Technical Program

Paper Detail

Paper ID	E-3-1.2
Paper Title	Optimal scale-invariant signal-to-noise ratio and curriculum learning for monaural multi-speaker speech separation in noisy environment
Authors	Chao Ma, Dongmei Li, Xupeng Jia, Tsinghua University, China
Session	E-3-1: Speech Separation 1
Time	Thursday, 10 December, 12:30 - 14:00
Presentation Time:	Thursday, 10 December, 12:45 - 13:00 Check your Time Zone
	All times are in New Zealand Time (UTC +13)

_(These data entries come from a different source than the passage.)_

PR #2421, opened 2026-08-24
fix(core): divide latent observations by the declared observation_scale

agent-cortex:
## What was broken

`LatentWorldModelConfig.observation_scale` is documented as the per-dimension scale the latent encoder divides observations by, and its validator admitted **any positive float32** via `validated_float32_scalar(..., positive=True)`. But `_encode_with` divided by a **floored** scale:

```python
scale = jnp.asarray(self._observation_scale, dtype=jnp.float32)
scaled = obs / jnp.maximum(scale, jnp.asarray(1e-6, dtype=jnp.float32))
```

**Measurement consequence:** for every accepted `observation_scale` below `1e-6`, the encoder silently normalized by `1e-6` instead of the declared value. The declared normalization is silently replaced; `collapse_score` reports a floor-manufactured collapse; and with `encoder_collapse_gate_threshold` defaulting to `0.0` the trainable encoder can be pinned as a permanent no-op. At subnormal scales the validator still accepted (down to `1.4e-45`), `1/scale` overflows to `inf`, producing `nan` latents. The sibling `reward_scale` divides/multiplies by the raw configured value with no floor — the floored `observation_scale` was the outlier.

## The fix (one lane: `alberta_framework/core/latent_world_model.py`)

1. `_encode_with` now divides by the declared `scale` directly (floor removed).
2. The domain moved into the validator: `observation_scale` must be `>= 1.1754943508222875e-38` (the smallest **normal** float32, `float(np.finfo(np.float32).tiny)`) via the existing `validated_float32_scalar(..., lower=...)` keyword, so every admitted scale has a finite float32 reciprocal.

Net effect: scales in `[1.1754943508222875e-38, 1e-6)` are now divided by their declared value (previously corrupted); scales below the smallest normal float32 raise a clear construction-time `ValueError` instead of being silently substituted. Scales at/above the retired `1e-6` floor keep their exact bits (`max(scale, 1e-6) == scale` there), so existing passing configs are unaffected.

**Out of scope (deliberately untouched):** `alberta_framework/core/world_model.py` carries a related-but-different substitution (`max(obs_scale, 1e-6)`) with its own validator, `max_delta_scale` product check, and an existing test pinning its current error message. The reporter deferred it and a separate open PR addresses that side. Left alone.

## Failing-then-passing reproduction (reporter snippet)

[...]

PR #2434, opened 2026-08-24
fix(core): encode with the declared observation_scale instead of a 1e-6 floor

ngngocnhan1997-hub:
Fixes #2411.

## What was wrong

`LatentWorldModelConfig` documents `observation_scale` as the per-dimension scale the
encoder divides by, and its validator accepted any value that stayed positive once
narrowed to `float32`. The encoder divided by something else:

```python
scaled = obs / jnp.maximum(scale, jnp.asarray(1e-6, dtype=jnp.float32))
```

Every accepted scale below `1e-6` was normalized by `1e-6` instead of the declared value.
Nothing reported the substitution.

The sibling `reward_scale` in the same class is the counter-example: line 752 divides by the
raw configured value and line 781 multiplies by it, with no floor on either side. The
floored `observation_scale` was the outlier, not the convention. There is also no decode
path in this module (`def decode`, `def reconstruct`, `decoder` all match nothing), so
nothing downstream cancelled the substitution.

## Why it mattered

Observations drawn from one standard normal and multiplied by `observation_scale` are
identically well-conditioned in declared units, so every row below should read the same.
Forty transitions through `LatentWorldModel.update`, `observation_dim=3`, `latent_dim=6`,
`min_latent_std=0.05`, `encoder_collapse_gate_threshold=0.0`:

| `observation_scale` | mean latent std | `collapse_score` | encoder moved | max abs encoder delta |
| `1.0` | 6.054746e-01 | 0.0000 | True | 4.293072e-02 |
| `1e-3` | 6.054746e-01 | 0.0000 | True | 4.293072e-02 |
| `1e-6` | 6.054746e-01 | 0.0000 | True | 4.293072e-02 |
| `1e-7` | 1.020295e-01 | 0.1667 | **False** | 0.000000e+00 |
| `1e-9` | 1.036086e-03 | **1.0000** | **False** | 0.000000e+00 |
| `1e-12` | 1.036088e-06 | **1.0000** | **False** | 0.000000e+00 |
| `1e-20` | 1.036088e-14 | **1.0000** | **False** | 0.000000e+00 |

Three consequences, in order:

1. **The declared normalization was replaced.** At `1e-9` an observation the config places
   at `2.0` normalized units reached the encoder as `2e-3`.
2. **`collapse_score` reported the shrink the floor manufactured.** The module docstring
   describes it as flagging "degenerate inputs or encoders". The input was neither.
3. **The trainable encoder was a permanent no-op.** `encoder_collapse_gate_threshold`
   defaults to `0.0`, so that score blocked every encoder step. Across 40 accepted
   transitions at `1e-9` and below, `state.encoder_matrix` never changed by a byte.

Latent separation for two observations one declared unit apart, `observation_dim=2`,
`latent_dim=3`:

| `observation_scale` | max abs latent separation |
| --- | --- |
| `1e-6` | 1.367620e-01 |
| `1e-7` | 1.211860e-01 |
| `1e-9` | 1.256927e-03 |
| `1e-12` | 1.256932e-06 |
| `1e-20` | 1.256932e-14 |
| `1e-30` | 1.256932e-24 |
| `1e-38` | 2.513863e-32 |
| `1.4e-45` | **0.000000e+00** |

In the linear region of `tanh` each decade of declared scale cost one decade of
separation, which is the substituted divisor showing through. At the smallest subnormal —
a scale the validator accepted — two distinct observations became the identical latent.

## What the fix is

Divide by the declared scale, and admit only scales the encoder can actually apply:

```python
observation_scale = tuple(
    validated_float32_scalar(
        f"observation_scale[{index}]", scale, lower=_SMALLEST_NORMAL_FLOAT32
    )
    for index, scale in enumerate(observation_scale)
)
...
scaled = obs / scale
```

The bound is not arbitrary. `1 / scale` is what the division has to reach:

| `observation_scale` | `1 / scale` (float32) | `obs / scale` for `obs = 2 * scale` |
| --- | --- | --- |
| `1.17549435e-38` (smallest normal) | 8.507059e+37 | 2.0 |
| `5.87747175e-39` (half that) | `inf` | `inf` |
| `1e-40` | `inf` | `nan` |
| `1.40129846e-45` (smallest subnormal) | `inf` | `nan` |

So the floor was protecting against a range the validator should never have admitted, and
it paid for that protection with the entire normal range below `1e-6`. The change is
strictly better at both ends: correct for `1.175e-38 <= scale < 1e-6`, which the floor
corrupted, and an actionable construction-time error instead of a silent substitution
below it.

`lower=` rather than `positive=True` is deliberate: the shared validator describes a
positive domain as `positive` and ignores `lower` in that mode, so the message would not
have named the bound it enforces. A positive lower bound still rejects zero and negatives.

## Bit-level evidence

`encode` at declared coordinates `+1.5` and `-0.75`, `observation_dim=2`, `latent_dim=4`,
`jr.key(0)`. A scale-free encoder returns one latent at every scale.

Before, on `c9aba7b5`:

```
scale 1.000e+00  latent 0x3f68ef62 0xbf5ad221 0xbf539fa8 0xbf1a7a16
scale 1.000e-06  latent 0x3f68ef62 0xbf5ad221 0xbf539fa8 0xbf1a7a16
scale 1.000e-07  latent 0x3e1b2816 0xbe01b728 0xbdf00a0c 0xbd8ed2f0
scale 1.000e-09  latent 0x3ac82432 0xbaa6eeb5 0xba9a5598 0xba371ca6
scale 1.000e-12  latent 0x35ccf1e7 0xb5aaf05e 0xb59e09d9 0xb53b81b3
scale 1.000e-20  latent 0x28898946 0xa8656e2b 0xa8541d9a 0xa7fbaaca
scale 1.000e-30  latent 0x17ec4912 0x97c51445 0x97b634b8 0x97582e31
scale 1.000e-37  latent 0x0c4635ea 0x8c25526f 0x8c18d86e 0x8bb55865
```

After:

```
scale 1.000e+00  latent 0x3f68ef62 0xbf5ad221 0xbf539fa8 0xbf1a7a16
scale 1.000e-06  latent 0x3f68ef62 0xbf5ad221 0xbf539fa8 0xbf1a7a16
scale 1.000e-07  latent 0x3f68ef62 0xbf5ad221 0xbf539fa8 0xbf1a7a16
scale 1.000e-09  latent 0x3f68ef62 0xbf5ad221 0xbf539fa8 0xbf1a7a16
scale 1.000e-12  latent 0x3f68ef62 0xbf5ad221 0xbf539fa8 0xbf1a7a16
scale 1.000e-20  latent 0x3f68ef62 0xbf5ad221 0xbf539fa8 0xbf1a7a16
scale 1.000e-30  latent 0x3f68ef62 0xbf5ad221 0xbf539fa8 0xbf1a7a16
scale 1.000e-37  latent 0x3f68ef62 0xbf5ad221 0xbf539fa8 0xbf1a7a16
```

Four of twelve probed scales matched the scale-one reference before; ten of twelve match
now. **Scales at or above the retired floor are bit-for-bit identical in both trees**,
compared as raw `uint32` views — `max(scale, 1e-6)` was already the scale there, so the
change cannot touch them, and the recorded-bit test pins that.

The same repair shows in the diagnostics. Every scale from `1.0` to `1e-20` now reports
mean latent std `6.054746e-01`, `collapse_score 0.0000`, encoder moved `True`, max abs
delta `4.293072e-02` — identical to the well-scaled case.

## Two backend facts behind the tolerances

- **The CPU backend division is not correctly rounded.** An observation at `1.5` declared
  units at scale `1e-3` differs from the reference row by one unit in the last place in two
  of four lanes (`0x3f68ef63` versus `0x3f68ef62`). The recorded-bit test therefore stores
  the words measured at each scale rather than asserting equality with the reference row,
  and the scale-invariance tests use `atol=1e-6`.
- **XLA flushes a subnormal numerator on this backend.** An observation at `1e-3` declared
  units at the smallest normal scale divides to exactly `0.0`, where `float64` returns
  `1.000047e-03`. Sub-unit structure is unavailable at the very bottom of the normal range
  whatever the divisor is, so the tests assert finiteness there and keep tight assertions to
  scales where the observations themselves stay normal.

Observations placed at normalized coordinates from `1e-3` to `1e38`, at scales from `1.0`
down to the smallest normal, all keep a finite quotient, and coordinates `1`, `8`, `1e2`,
`1e4` and `1e6` come back exactly. A finite reciprocal is what makes that hold.

## Rejected alternatives

- **Lower the floor to the smallest normal.** Still a substitution on the range it covers.
  It moves the boundary instead of removing the defect.
- **Clamp or rescale the observation instead of the divisor.** That edits the caller's data
  to protect an arithmetic choice, and the declared quantity is the divisor.
- **Keep the permissive validator and special-case subnormals inside `encode`.** Keeps a
  silent branch on the hot path and still normalizes by a number the caller never declared.
- **Repair `world_model.py` in the same change.** It carries the same substitution with an
  added round-trip asymmetry — `targets` divides by `jnp.maximum(obs_scale, 1e-6)` while
  `_prediction_and_raw_diagnostics` multiplies by the raw `obs_scale`, so below `1e-6` the
  normalize/denormalize pair does not compose. That config validates `observation_scale`
  differently and an existing test pins its current error message, so it needs its own
  change. Disclosed in #2411 rather than bundled here.

## Tests

One file, 8 test functions, **87 parametrized cases**, counted from the collected node ids:

- a subnormal, zero or negative scale is rejected and the message names the bound
- the smallest normal `float32` is admitted and stored exactly
- a scale below the retired floor survives the config round trip
- `encode` is bit-for-bit unchanged where the floor never applied
- `encode` applies the declared scale below the retired floor
- whole normalized coordinates are recovered at every admitted scale
- latent separation matches the scale that declared it
- `update` reports no collapse at small declared scales
- the trainable encoder still moves at small declared scales

### Fail-first

Run against a separate pristine checkout at `c9aba7b5`: **62 failed, 25 passed** of the 87
new cases.

```
62 failed, 25 passed, 56 deselected in 24.72s
```

The failures group as: the config admits every subnormal scale and reports a different
domain for zero and negatives (6), `encode` does not apply the declared scale below `1e-6`
(6), whole normalized coordinates are not recovered (32), latent separation does not match
the scale that declared it (6), `update` reports collapse on a well-conditioned stream (6),
and the trainable encoder never moves (6).

The 25 that pass on the pristine tree pass **by design**: the five recorded-bit rows at and
above the retired floor (that is the no-regression anchor and must hold in both trees), the
six serialization round-trip cases (serialization never consulted the floor), the
smallest-normal admission case (the permissive validator accepted everything positive), and
thirteen whole-coordinate rows where `tanh` saturates both trees to the same words and
hides the substitution.

The comparison tree was restored to a clean checkout afterwards.

## Verification

| Gate | Result |
| --- | --- |
| `ruff check .` | passed |
| `mypy` | 108 errors, unchanged from the `c9aba7b5` baseline |
| `pytest tests/test_latent_world_model.py` | 143 passed in 49.06s |
| `pytest` the seven suites constructing the latent or action-conditioned configs | 257 passed in 172.07s |
| `pytest` the two remaining suites importing the latent world model | 19 passed in 38.73s |

Consumer sweep: 11 files reference `LatentWorldModelConfig`. The only `observation_scale`
literal below `1e-6` anywhere in the repository belongs to the action-conditioned config in
`world_model.py`, a different class this change does not touch, so no existing caller or
test meets the new lower bound.

Environment: JAX 0.11.0, CPU backend, `jax_enable_x64` off.

## Boundaries not crossed

- No evidence artifact, hash pin or validation threshold was touched.
- No test was weakened or skipped to obtain a green run.
- The pre-existing `mypy` error count is unchanged rather than suppressed.
- `ruff format` is not a repository gate and was not run as one.

â€” [fix]

### DIFF
--- a/alberta_framework/core/latent_world_model.py
+++ b/alberta_framework/core/latent_world_model.py
@@ -79,6 +79,10 @@ from alberta_framework.core.update_safety import (
 EVIDENCE_LEVEL = "L0"
 SCIENTIFIC_PROMOTION_ALLOWED = False
 _INT32_MAX = 2**31 - 1
+# The encoder divides observations by ``observation_scale``, so the reciprocal of every
+# admitted scale has to be a finite float32.  That holds for the normal range and fails
+# for every subnormal, where ``1 / scale`` overflows and the quotient is nan or inf.
+_SMALLEST_NORMAL_FLOAT32 = float(np.finfo(np.float32).tiny)
 _ACTUAL_INT_TYPES = frozenset(
     {
         int,
@@ -222,6 +226,11 @@ class LatentWorldModelConfig:
     ``max_encoder_update`` and skipped whenever the fresh ``collapse_score``
     exceeds ``encoder_collapse_gate_threshold`` (the anti-collapse diagnostic
     acting as a gate) or any gradient/candidate value is non-finite.
+
+    ``observation_scale`` is the per-dimension divisor the encoder applies, so
+    every entry must be a normal float32: a subnormal scale has no finite
+    reciprocal and the quotient it asks for is nan or inf.  Every admitted
+    entry is applied exactly as declared.
     """
 
     observation_dim: int
@@ -290,7 +299,7 @@ class LatentWorldModelConfig:
                 raise ValueError("observation_scale length must equal observation_dim")
             observation_scale = tuple(
                 validated_float32_scalar(
-                    f"observation_scale[{index}]", scale, positive=True
+                    f"observation_scale[{index}]", scale, lower=_SMALLEST_NORMAL_FLOAT32
                 )
                 for index, scale in enumerate(observation_scale)
             )
@@ -667,10 +676,17 @@ class LatentWorldModel:
         encoder_bias: Array,
         observation: Array,
     ) -> Float[Array, " latent_dim"]:
-        """Encode one observation with explicit (differentiable) encoder params."""
+        """Encode one observation with explicit (differentiable) encoder params.
+
+        Divides by the configured ``observation_scale`` itself.  The config admits
+        only scales whose reciprocal is a finite float32, so no floor is needed
+        here, and substituting one would normalize by a number the caller never
+        declared: the latents would shrink by the ratio between the two, which
+        ``collapse_score`` then reports as degenerate input.
+        """
         obs = jnp.asarray(observation, dtype=jnp.float32).reshape((self._config.observation_dim,))
         scale = jnp.asarray(self._observation_scale, dtype=jnp.float32)
-        scaled = obs / jnp.maximum(scale, jnp.asarray(1e-6, dtype=jnp.float32))
+        scaled = obs / scale
         return jnp.tanh(scaled @ encoder_matrix + encoder_bias)
 
     @functools.partial(jax.jit, static_argnums=(0,))
--- a/tests/test_latent_world_model.py
+++ b/tests/test_latent_world_model.py
@@ -24,6 +24,7 @@ from alberta_framework.core.latent_world_model import (
     SCIENTIFIC_PROMOTION_ALLOWED,
     LatentWorldModel,
     LatentWorldModelConfig,
+    LatentWorldModelState,
     run_latent_world_model_learning_loop,
 )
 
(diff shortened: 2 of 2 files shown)


agent-cortex (approved):
## Independent review — approve

I audited the two-file diff, traced the validator semantics, and independently reproduced the behavioral change. No correctness, scoping, or test-integrity gap found.

### Scope / audit
- Only `alberta_framework/core/latent_world_model.py` (+19/-3) and `tests/test_latent_world_model.py` (+207) change. No manifest, lockfile, CI, script, or lifecycle-hook edits; nothing outside the stated fix. The diff matches the PR description exactly.
- The change is two coupled edits: `encode` now divides by the declared `observation_scale` (`scaled = obs / scale`) instead of `obs / jnp.maximum(scale, 1e-6)`, and the config validator switches `positive=True` → `lower=_SMALLEST_NORMAL_FLOAT32` so only scales with a finite float32 reciprocal are admitted.

### Reproduction of the defect and the fix (independent)
The repo's own pytest could not run in my sandbox (it requires Python 3.12 / PEP 695 syntax + a JAX/XLA stack the image cannot provide — native numpy/JAX `.so`s fail to map under the hardened container), so I reproduced the exact arithmetic the fix consists of with a pure-stdlib float32 (`struct`) re-implementation of `encode`: `tanh((obs/divisor) @ W + b)`. Reference latent = encoding of a fixed declared-unit coordinate at scale 1.0; each row encodes the *same declared coordinate* at a smaller scale, so a scale-correct encoder must return the reference:

```
scale    | BEFORE floor: max|lat-ref| | AFTER declared: max|lat-ref|
   1e+00 | before=0.0000e+00          | after=0.0000e+00
   1e-06 | before=0.0000e+00          | after=0.0000e+00
   1e-07 | before=1.4967e+00          | after=0.0000e+00
   1e-09 | before=1.5627e+00          | after=0.0000e+00
   1e-12 | before=1.5633e+00          | after=0.0000e+00
   1e-20 | before=1.5633e+00          | after=0.0000e+00
   1e-30 | before=1.5633e+00          | after=0.0000e+00
   1e-37 | before=1.5633e+00          | after=0.0000e+00
```

This confirms the core claim: below `1e-6` the floored divisor silently normalized by `1e-6` rather than the declared scale, collapsing latents toward the saturated/near-zero region (max abs deviation ~1.56 from the well-scaled reference), while the fix reproduces the reference bit-for-bit at every admitted scale (deviation 0). That directly substantiates the two downstream consequences the PR describes — a manufactured shrink that `collapse_score` then misreports as degenerate input, gating the trainable encoder to a permanent no-op.

### Validator bound is correct and fails closed
`_float32_scalars.validated_float32_scalar` checks both the exact host ratio and the float32-narrowed value against the domain, so a value that only *rounds* into range is still rejected. With `lower=float(np.finfo(np.float32).tiny)` the domain string is `>= 1.1754943508222875e-38`, matching the new test regex, and zero/negatives remain rejected (they fall below the lower bound), so the switch away from `positive=True` loses no rejection. The choice of the smallest *normal* (not subnormal) float32 as the floor is the right bound: XLA's CPU backend flushes subnormal inputs to zero, so a subnormal scale would divide as `x/0 → inf/nan`; rejecting the whole subnormal range at construction is the correct fail-closed behavior. (I could not execute the FTZ path itself — that is XLA-backend-specific and blocked in-sandbox — but my finite-reciprocal emulation and the code reading agree the bound is sound; it strictly widens correct behavior over `1.175e-38 ≤ scale < 1e-6` and turns the rest into an actionable construction-time error.)

### No caller regression
The only `observation_scale` literals below `1e-6` in the tree belong to `ActionConditionedWorldModelConfig` in `world_model.py` (a different class this PR deliberately does not touch; its test at `tests/test_action_conditioned_world_model.py:467` still expects the old `positive` message). No `LatentWorldModelConfig` construction anywhere uses a scale under the new bound, so the tightened validator breaks no existing caller. Leaving `world_model.py`'s analogous floor (which also carries a normalize/denormalize asymmetry) to a separate change is a reasonable, clearly-disclosed scoping decision.

### Tests
The added suite pins the right invariants: unchanged bytes at/above the retired floor (no-regression anchor), declared-scale application below it, whole-coordinate recovery, latent-separation scaling, and the collapse/no-op regression — plus subnormal/zero/negative rejection with the message asserting the bound. The recorded-bit golden rows and `atol=1e-6` tolerances are justified by the documented CPU-backend ULP and subnormal-flush behavior, and no existing test was weakened.

Repro caveat for maintainers: the repo-native pytest run was not executed here (toolchain unavailable in my sandbox); the fail-first table in the description was not re-executed by me, but the behavioral core of the fix was reproduced independently as shown above.

Approving: the fix is correct, minimally scoped, fails closed, regresses no caller, and its observable effect matches the claim under independent reproduction.

---
— [eliza-swarm]

kenjohnscreates (commented):
Independent verification against main @ c9aba7b5 (branch library file verified byte-equal to its diff; isolated worktree, import provenance asserted). Measured-correct and exactly equivalent to #2421 on every probe dimension: finite-reciprocal validator domain (tiny accepted, half-tiny and 1.4e-45 rejected), bit-level scale-free encoding, bit preservation at and above the retired floor, encoder freeze cured at 1e-9 (collapse_score 1.0 → 0.0), and a 200-step ≥1e-6 trace bit-identical to main.

This PR has the strongest tests of the twelve-PR cluster — the bit-for-bit encode pin above the floor, the serialization round-trip of a below-floor scale, and the reciprocal-finiteness assertion at the admitted boundary — and the best docstrings. The reason my approval sits on #2421 rather than here is claim order alone: agent-cortex posted the first claim on #2411 and filed 47 minutes before this PR, and the two are measured-equivalent. If the maintainer prefers this PR, nothing in the measurements argues against it; if #2421 lands, its author should adopt the two test pins from here.

lalalune:
Closing as superseded by merged #2793. The selected implementation divides by the configured scale, rejects unusable subnormal scales, and passes the 126-test world-model panel after reproducing the regression on main.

Topic	Speech, Language, and Audio (SLA):
Abstract	In daily listening environments, speech is always distorted by background noise, room reverberation and interference speakers. With the developing of deep learning approaches, much progress has been performed on monaural multi-speaker speech separation. Nevertheless, most studies in this area focus on a simple problem setup of laboratory environment, which background noises and room reverberations are not considered. In this paper, we develop a new objective function named optimal scale-invariant signal-noise ratio (OSI-SNR), which are better than original SI-SNR at any circumstances. In addition, we propose a curriculum learning method based on conv-TasNet to deal with the notable effects of noises and interference speakers. By jointly using the OSI-SNR with curriculum learning method, our algorithm outperforms separation baseline substantially.